───── TASK INPUT ─────
PR #1262, opened 2019-04-29
Docs for deploy generator and review of existing info

danimtb:
Docs for PR conan-io/conan#4972
Issue conan-io/conan#4847

- Added section for generator class reference
- Removed duplicated info in how-to about generator packages
- Updated custom integration in the integration section

### DIFF
--- a/howtos/custom_generators.rst
+++ b/howtos/custom_generators.rst
@@ -120,7 +120,7 @@ Now, let's create a folder for the application that will use Premake as build sy
     $ cd ..
     $ mkdir premake-project && cd premake-project
 
-Put the following files inside. Note the ``PremakeGen@0.1@memsharded/testing`` package reference in your *conanfile.txt*.
+Put the following files inside. Note the ``PremakeGen@0.1@myuser/testing`` package reference in your *conanfile.txt*.
 
 .. code-block:: text
    :caption: *conanfile.txt*
@@ -191,7 +191,7 @@ Now everything works, so you might want to share your generator:
 
 .. code-block:: bash
 
-    $ conan upload PremakeGen/0.1@memsharded/testing
+    $ conan upload PremakeGen/0.1@myuser/testing
 
 .. tip::
 
--- a/howtos/custom_generators.rst
+++ b/howtos/custom_generators.rst
@@ -89,7 +89,7 @@ This is a full working example. Note the ``PremakeDeps`` class as a helper. The 
 individual library separately, then also an aggregated information for all dependencies. This ``PremakeDeps`` wraps a single item of such
 information.
 
-Note the **name of the package** will be **PremakeGen/0.1@user/channel** as that is the name given to it, while the generator name is
+Note the **name of the package** will be **PremakeGen/0.1@<user>/<channel>** as that is the name given to it, while the generator name is
 **Premake** (the name of the class that inherits from ``Generator``). You can give the package any name you want, even the same as the
 generator's name if desired.
 
@@ -97,27 +97,37 @@ You ``export`` the package recipe to the local cache, so it can be used by other
 
 .. code-block:: bash
 
-   $ conan export . memsharded/testing
+   $ conan export . myuser/testing
 
 Using the generator
 -------------------
 
-Let's create a test project that uses this generator. We will use a simple "Hello World" program
-and also an existing library conan package, we will use the simple "Hello World" package we already created before:
+Let's create a test project that uses this generator. We will use a simple application that will use a "Hello World" library package as a
+requirement.
+
+First, let's create the "Hello World" library package:
 
 .. code-block:: bash
 
-   $ cd ..
-   $ mkdir premake-project && cd premake-project
+    $ mkdir conan-hello && cd conan-hello
+    $ conan new hello/0.1
+    $ conan create . myuser/testing
 
-Now put the following files inside. Note the ``PremakeGen@0.1@memsharded/testing`` package reference in your *conanfile.txt*.
+Now, let's create a folder for the application that will use Premake as build system:
+
+.. code-block:: bash
+
+    $ cd ..
+    $ mkdir premake-project && cd premake-project
+
+Put the following files inside. Note the ``PremakeGen@0.1@memsharded/testing`` package reference in your *conanfile.txt*.
 
 .. code-block:: text
    :caption: *conanfile.txt*
 
     [requires]
-    Hello/0.1@memsharded/testing
-    PremakeGen@0.1@memsharded/testing
+    hello/0.1@myuser/testing
+    PremakeGen@0.1@myuser/testing
     
     [generators]
     Premake
@@ -176,7 +186,7 @@ Now we are ready to build the project:
     $ make (or mingw32-make if in windows-mingw)
     $ ./MyApplication
     Hello World!
-   
+
 Now everything works, so you might want to share your generator:
 
 .. code-block:: bash
--- a/howtos/custom_generators.rst
+++ b/howtos/custom_generators.rst
@@ -3,97 +3,29 @@
 How to create and share a custom generator with generator packages
 ==================================================================
 
-There are several built-in generators, like ``cmake``, ``visual_studio``, ``xcode``...
-But what if your build system is not included? Or maybe the existing built-in generators
-doesn't satisfy your needs. There are several options:
+There are several built-in generators, like ``cmake``, ``visual_studio``, ``xcode``... But what if your build system is not included or the
+existing built-in ones doesn't satisfy your needs? This **how to** will show you how to create a generator for
+[premake](https://premake.github.io/) build system.
 
-- Use the ``txt`` generator, that generates a plain text file easy to parse, which you might
-  be able to use.
-- Use ``conanfile.py`` data, and for example in the ``build()`` method, access that information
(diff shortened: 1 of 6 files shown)


howtos/custom_generators.rst
```diff
@@ -3,98 +3,30 @@
...
-
-Creating a custom generator
----------------------------
-
-Basically a generator is a class that extends ``Generator`` and implements two properties: ``filename``,
-which will be the name of the file that will be generated, and ``content`` with the contents of
-that file. The **name of the generator** itself will be taken from the class name:
+There are several built-in generators, like ``cmake``, ``visual_studio``, ``xcode``... But what if your build system is not included or the
+existing built-in ones doesn't satisfy your needs? This **how to** will show you how to create a generator for
+[premake](https://premake.github.io/) build system.
```
jgsogo: This is not a valid hyperlink for `rst`.

howtos/custom_generators.rst
```diff
@@ -3,98 +3,30 @@
...
-
-Premake generator example
--------------------------
-
-Create a project (the best is a git repository):
+Create a folder with a new *conanfile.py* with the following contents::
 
 .. code-block:: bash
 
    $ mkdir conan-premake && cd conan-premake
```
jgsogo: This is not rendering ok:

image

howtos/custom_generators.rst
```diff
@@ -176,21 +101,18 @@ You ``export`` the package recipe to the local cache, so it can be used by other
 Using the generator
 -------------------
 
-Let's create a test project that uses this generator, and also an existing library conan package,
-we will use the simple "Hello World" package we already created before:
+Let's create a test project that uses this generator. We will use a simple "Hello World" program
+and also an existing library conan package, we will use the simple "Hello World" package we already created before:
```
jgsogo: Where is this "Hello World" package? If I enter this page of the documentation, I haven't created anything before.

I think that every _How to_ should be self-contained.

howtos/custom_generators.rst
```diff
@@ -151,21 +85,12 @@ Then, write in it the following **conanfile.py**:
...
 
-This is a full working example. Note the ``PremakeDeps`` class as a helper. The generator is
-creating premake information for each individual library separately, then also an aggregated
-information for all dependencies. This ``PremakeDeps`` wraps a single item of such information.
-
-Note the **name of the package** will be **PremakeGen/0.1@user/channel** as that is the name given
-to it, while the generator name is **Premake**. You can give the package any name you want, even
-matching the generator name if desired.
+Note the **name of the package** will be **PremakeGen/0.1@user/channel** as that is the name given to it, while the generator name is
+**Premake**. You can give the package any name you want, even matching the generator name if desired.
```
jgsogo: Is it case sensitive? Can I give the generator a custom name?

howtos/custom_generators.rst
```diff
@@ -199,83 +121,85 @@ reference in conanfile.txt.
...
-   $ conan install . -s compiler=gcc -s compiler.version=4.9 -s compiler.libcxx=libstdc++ --build
-   $ premake4 gmake
-   $ make (or mingw32-make if in windows-mingw)
-   $ ./MyApplication
-   Hello World!
+    $ conan install . -s compiler=gcc -s compiler.version=4.9 -s compiler.libcxx=libstdc++ --build
+    $ premake4 gmake
+    $ make (or mingw32-make if in windows-mingw)
+    $ ./MyApplication
+    Hello World!
```
jgsogo: I need to read here something like  _"after calling `conan install ...` there is anew file, `conanpremake.lua` (where the name comes from) that is created with...."_.

integrations/other.rst
```diff
@@ -7,54 +7,55 @@ Custom integrations
...
-  call your build system with that information, without requiring to generate a file.
-- Write and **create your own generator**. So you can upload it, version and reuse it, as well
-  as share it with your team or community. Check :ref:`generator packages <dyn_generators>` too.
-  
-  
-.. note:: 
-   
-   Need help integrating your build system? Tell us what you need. info@conan.io
+- First, search in Bintray for generator packages. Generators can be created and contributed by users as regular packages, so you can depend
+  on them as a normal requirement, use versioning and evolve faster without depending on the Conan releases. See :ref:`custom_generator`.
```
jgsogo:
```suggestion
  on them as a normal requirement, use versioning and evolve faster without depending on the Conan releases. If you can't find one that already fits your needs, you can write your own (:ref:`custom_generator`).
```

integrations/other.rst
```diff
@@ -7,54 +7,55 @@ Custom integrations
...
 
+- You can use the :ref:`text_generator` or :ref:``json_generator`` generators. They will generate a text file, simple to read that you can
```
jgsogo:
```suggestion
- You can use the :ref:`text_generator` or :ref:`json_generator` generators. They will generate a text file, simple to read that you can
```

integrations/other.rst
```diff
@@ -7,54 +7,55 @@ Custom integrations
...
+  easily parse with your tools to extract the required information.
+
+- Use the **conanfile data model** (ref:`deps_cpp_info_attributes_reference`, :ref:`deps_env_info_attributes_reference`) and access its
```
jgsogo:
```suggestion
- Use the **conanfile data model** (:ref:`deps_cpp_info_attributes_reference`, :ref:`deps_env_info_attributes_reference`) in your recipe to access its
```

integrations/other.rst
danimtb:
```suggestion
- You can use the :ref:`text_generator` or :ref:`json_generator` generators. They will generate a text file, simple to read that you can
```

integrations/other.rst
```diff
@@ -7,54 +7,55 @@ Custom integrations
...
+  properties and values, so you can directly call your build system with that information, without requiring to generate a file.
+
+- Write and **create your own generator**. So you can upload it, version and reuse it, as well as share it with your team or community.
+  Check :ref:`dyn_generators`.
```
jgsogo: If we move this entry list to the second place, we can remove from the first entry the comment about creating a _custom generator_.

reference/generators/custom.rst
```diff
@@ -0,0 +1,91 @@
+.. _custom_generator:
```
jgsogo: I wouldn't add this to the list of _available generators_... I would put a comment below that list ("if none of these generators fits your needs, you can write a custom generator"):

image

linking to the `howtos/custom_generators` or `integrations/other` and merge all this content there, otherwise we will have three sections of the documentation talking about the same: how to write a custom generator, and it is too much from my POV.

reference/generators/custom.rst
```diff
@@ -0,0 +1,91 @@
...
+=========================
+
+Don't see a generator that suit your needs? You can create a custom generator package and use it in your recipes!
+
+Basically a generator is a class that extends ``Generator`` and implements two properties:
+
+- ``filename`` (Required): Should return the name of the file that will be generated
+- ``content`` (Required): Should return the contents of the file with the desired format.
+
+The **name of the generator** itself will be taken from the class name. For example:
```
jgsogo: is the name case sensitive?

integrations/other.rst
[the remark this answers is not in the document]
memsharded: I still see the double quote.

reference/generators/custom.rst
danimtb: I understand what you mean, but we have different possibilities. The section at ``reference/generators/custom.rst`` is intended to be a reference of the generator class and the available attributes and properties. So I don't like the idea of moving it out of the reference but agree that making it part of the list is probably not ideal.

The integration part is a more generic one talking about the json generator, txt one, deps_cpp_info...

An finally the implementation of a generator package is covered in a how-to. All sections are properly cross-referenced and I think it makes

howtos/custom_generators.rst
danimtb: It is a package name, no further restriction applied. And the generator name is explained in the reference. I have added a clarification here too

reference/generators/custom.rst
danimtb: Added clarification

reference/generators.rst
```diff
@@ -43,3 +43,5 @@ Available generators:
    generators/json
    generators/premake
    generators/make
+   generators/deploy
+   generators/custom
```
jgsogo: I still think we should put this out of the list (in a line or in a tip/note):

```suggestion

If none of these generators fits your needs, you can create your own
:ref:`custom generator <custom_generator>`.
```

The only caveat is that we will need the `:orphan:` keyword inside `reference/generators/custom.rst` to avoid the rst error.

danimtb: Still don't like the idea of having the section so hidden, but I have taken your suggestion and we can change it in the future. Thanks for the helpful reviews

memsharded: I would also add an entry, linking to this, in ``Extending Conan``. This is clearly a point of extension and should be summarized there. Can be a short summary: purpose, goal, brief description and short recipe and link to main page

danimtb: I think in that case we should move the how-to to the ``Extending Conan`` section. Otherwise, there would be too many entries for generators with bits of information around the place. I will create an issue apart so this PR can be merged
─────
*TASK DIRECTIONS*. Count the lines in the entries above that hold the string "several", and give that count without any other text.

*RESULT*. 4